We have already done the weak-form case. Next let’s complete the NODE case.

mdl_nd = {"name" : "kb_nd"}  # Rename to create a different model
mdl_nd.update(**mdl_kb)

trn_nd = {
    "n_epochs": 1000,
    "save_interval": 20,
    "load_checkpoint": False,
    "learning_rate": 5e-3,
    "decay_rate": 0.999,
    "sweep_lengths": [30, 50, 100, 200, 301],
    "sweep_epoch_step": 200,
    "ode_method": "dopri5",
    "ode_args": {
        "rtol": 1.e-7,
        "atol": 1.e-9
    }
}
trainer = NODETrainer(config_path, KBF, config_mod={"model":mdl_nd, "criterion":crit, "training":trn_nd})
trainer.train();

Sequential Case

The current phased-training API is explicit: each stage is an optimizer phase, and StackedTrainer runs them in order. Here we use 500 weak-form epochs followed by 500 NODE epochs.

from dymad.training import StackedTrainer
mdl_seq = {"name" : "kb_seq"}  # Rename to create a different model
mdl_seq.update(**mdl_kb)
trn_phase = [
    {"type": "optimizer", "trainer": "Weak", **trn_wf},
    {"type": "optimizer", "trainer": "NODE", **trn_nd},
]
trn_phase[0]["n_epochs"] = 500
trn_phase[1]["n_epochs"] = 500

After this, we run the phased trainer.

trainer = StackedTrainer(config_path, KBF, config_mod={"model":mdl_seq, "criterion":crit, "phases":trn_phase})
trainer.train();

Comparison

First, the convergence plot. The interpretation of the results should be careful.

  • The first segment of seq is comparable to smp, as both are weak-form, and the two do share a similar trend.

  • The second segment of seq is comparable to nd, for NODE. Clearly, given a better initial guess, seq starts at a lower loss, and the loss drops much faster than nd.

  • Meanwhile, the same prediction criterion is used in both stages, and thus comparable between WeakForm and NODE training.

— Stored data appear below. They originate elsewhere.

PR #18479, opened 2020-01-25
Scene: Add support for serialization/deserialization texture background.

### LINKED ISSUE #15180: Editor: Texture map doesn't render when refresh web page in Chrome, but this problem doesn't reappear in Firefox.

### LINKED ISSUE #16154: Editor: Scene.background and .environment are not set when importing a JSON scene.

When loading a scene, the background of the editor is not set to the background of the scene. This causes an issue when exporting because the scene's background will be overwritten to the Editor's default gray.

##### Three.js version

- [x] Dev
- [x] r103

##### Browser

- [x] All of them
- [ ] Chrome
- [ ] Firefox
- [ ] Internet Explorer

##### OS

- [x] All of them
- [ ] Windows
- [ ] macOS
- [ ] Linux
- [ ] Android
- [ ] iOS

Mugen87:
It's not possible to safe and restores scenes with a background texture.

The PR also ensures that textured objects of loaded (JSON) scenes are not black in the editor anymore. So far, it was always necessary to interact with the viewport to trigger a redraw so the textures were visible. This happens now automatically.

Fixed #15180.
Fixed #16154.

### DIFF
--- a/src/core/Object3D.js
+++ b/src/core/Object3D.js
@@ -688,6 +688,29 @@ Object3D.prototype = Object.assign( Object.create( EventDispatcher.prototype ), 
 
 		}
 
+		if ( this.isScene ) {
+
+			var background = this.background;
+
+			if ( background !== null ) {
+
+				if ( background.isColor ) {
+
+					object.background = background.toJSON();
+
+				} else if ( background.isTexture ) {
+
+					object.background = background.toJSON( meta ).uuid;
+
+				}
+
+			}
+
+			if ( this.environment !== null ) object.environment = this.environment.toJSON( meta );
+			if ( this.fog !== null ) object.fog = this.fog.toJSON();
+
+		}
+
 		//
 
 		function serialize( library, element ) {
--- a/src/scenes/Scene.js
+++ b/src/scenes/Scene.js
@@ -49,18 +49,6 @@ Scene.prototype = Object.assign( Object.create( Object3D.prototype ), {
 
 	},
 
-	toJSON: function ( meta ) {
-
-		var data = Object3D.prototype.toJSON.call( this, meta );
-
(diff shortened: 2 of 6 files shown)


Mugen87:
https://raw.githack.com/Mugen87/three.js/dev9/editor/index.html

src/scenes/Scene.js
```diff
@@ -49,18 +49,6 @@ Scene.prototype = Object.assign( Object.create( Object3D.prototype ), {
 
 	},
 
-	toJSON: function ( meta ) {
-
-		var data = Object3D.prototype.toJSON.call( this, meta );
-
-		if ( this.background !== null ) data.object.background = this.background.toJSON( meta );
```
Mugen87: We have to move this section to `Object3D.toJSON()` since the `meta` object does not contain `textures` and `images` properties when this overwritten method is called with a scene just containing a background and untextured objects.

src/core/Object3D.js
```diff
@@ -688,6 +688,29 @@ Object3D.prototype = Object.assign( Object.create( EventDispatcher.prototype ),
...
+
+			if ( background !== null ) {
+
+				if ( background.isColor ) {
+
+					object.background = background.toJSON();
+
+				} else if ( background.isTexture ) {
+
+					object.background = background.toJSON( meta ).uuid;
```
Mugen87: We just want to save the UUID to the texture here.

Mugen87:
I think this PR performs too many changes at once. Let me try to split things up a bit.

PR #105418, opened 2026-05-20
Stress test: parse test_results.tsv with stray CR-overwritten dpkg output

Algunenano:
`Stress test (*)` jobs that triggered the hung-check path were reporting `Unknown job error` instead of the real `Hung check failed, possible deadlock found  FAIL`. The cause: `clickhouse-test --hung-check --capture-client-stacktrace` calls `_ensure_lldb_installed`, which runs `apt-get install -y lldb` on the fly when `lldb` is missing from the image. The dpkg progress frames `(Reading database ... 5%\r... 10%\r...)` land in `hung_check.log`, and `stress.py` embeds them verbatim into the `info` field of the `Hung check failed` row. `escape_tsv_info` did not escape bare CR, and Python's universal-newlines mode turned every CR into LF — `csv.reader` then saw 122 single-cell fragments and raised on the first one, hiding every valid row in the file.

`read_test_results` now reads as bytes, splits on LF only, strips CR before TSV parsing, and collects malformed rows in a list instead of raising. `process_results` surfaces the malformed-row count as a separate `Corrupt test_results.tsv` result so the real failures stay visible (and reports `Corrupt test_results.tsv` instead of `Unknown job error` when every row is malformed). `escape_tsv_info` also strips `\r` as defense in depth.

Observed on: https://s3.amazonaws.com/clickhouse-test-reports/json.html?PR=105243&sha=992c19f8b7dfbbdee12180257dca2d4909df5a02&name_0=PR&name_1=Stress%20test%20%28arm_debug%29

### Version info
- Merged into: `26.5.1.945`

### DIFF
--- a/ci/jobs/scripts/stress/stress.py
+++ b/ci/jobs/scripts/stress/stress.py
@@ -20,16 +20,18 @@ class ServerDied(Exception):
 
 
 def escape_tsv_info(text: str) -> str:
-    # Strip CR before escaping the other separators. Bare CR is emitted
-    # by tools like `apt-get`/`dpkg` to overwrite progress frames in
-    # place, and the hung-check path embeds dpkg output verbatim when
-    # `clickhouse-test --capture-client-stacktrace` installs `lldb` on
-    # the fly. Left in the TSV, those CRs are turned back into LF by
-    # universal-newlines mode at read time and fragment the row.
+    # Escape CR alongside the other separators rather than dropping it.
+    # Bare CR is emitted by tools like `apt-get`/`dpkg` to overwrite
+    # progress frames in place, and the hung-check path embeds dpkg
+    # output verbatim when `clickhouse-test --capture-client-stacktrace`
+    # installs `lldb` on the fly. Left raw in the TSV, those CRs are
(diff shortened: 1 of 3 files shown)


ci/jobs/scripts/stress/stress.py
```diff
@@ -20,7 +20,18 @@ class ServerDied(Exception):
...
 def escape_tsv_info(text: str) -> str:
-    return text.replace("\0", "\\0").replace("\t", "\\t").replace("\n", "\\n")
+    # Strip CR before escaping the other separators. Bare CR is emitted
+    # by tools like `apt-get`/`dpkg` to overwrite progress frames in
+    # place, and the hung-check path embeds dpkg output verbatim when
+    # `clickhouse-test --capture-client-stacktrace` installs `lldb` on
+    # the fly. Left in the TSV, those CRs are turned back into LF by
+    # universal-newlines mode at read time and fragment the row.
+    return (
+        text.replace("\r", "")
```
alexey-milovidov: Okay. However, you don't have to cut `\r`, you can escape it as well.

alexey-milovidov (approved):

PR #105442, opened 2026-05-20
Apply `*WithMemoryTracking` containers to Functions

nickitat:

### Version info
- Merged into: `26.6.1.71`


nickitat:
@Algunenano, would you like to review this PR?)

Algunenano (approved):
Really nice. I noticed some extra improvements to clean up some enums (which is great), and some really minor possible improvements (we could use auto when interacting  with some external libraries) but I don't think those deserve comments of fixing them here. We'll work on them as we evolve the code.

We do see consistent dropping of this criterion as training progresses.

labels = ['smp', 'nd', 'seq']
npz_files = [f'kb_{l}' for l in labels]
npzs = plot_summary(npz_files, labels=labels, ifscl=False, ifclose=False)

print(f"Epoch time wf/nd: {npzs[0]['avg_epoch_time']/npzs[1]['avg_epoch_time']}")
print(f"Epoch time seq/nd: {npzs[2]['avg_epoch_time']/npzs[1]['avg_epoch_time']}")
Epoch time wf/nd: 0.041914277837908506
Epoch time seq/nd: 0.4662447389256852
../../_images/246e2411365b837b077fa33166f6609dc672be8568efeabb03f19faa213a5c64.png

Second, the prediction on test. We recycle the earlier results of smp. nd does improve on smp. But with a bit more cost, seq further improves on nd.

But all of them are worse than cat, highlighting the importance of using the correct structure for learning dynamics.

# NODE
_, prd_func = load_model(KBF, f'kb_nd.pt')
with torch.no_grad():
    pred_nd = prd_func(x_data, t_data)

# Sequential
_, prd_func = load_model(KBF, f'kb_seq.pt')
with torch.no_grad():
    pred_seq = prd_func(x_data, t_data)

# Compare
res = [x_data, pred_smp, pred_nd, pred_seq]
plot_trajectory(
    np.array(res), t_data, "KP",
    labels=['Truth'] + labels, ifclose=False);
../../_images/235f5b311ed3c02b8b5aa270503c2d59ced983eb57923f6743d8da9588cf282f.png

For another example of StackedTrainer, see scripts/lti_1s. There, a OneStepTrainer optimizes using a one-step loss and then is used as a warmup phase for NODE.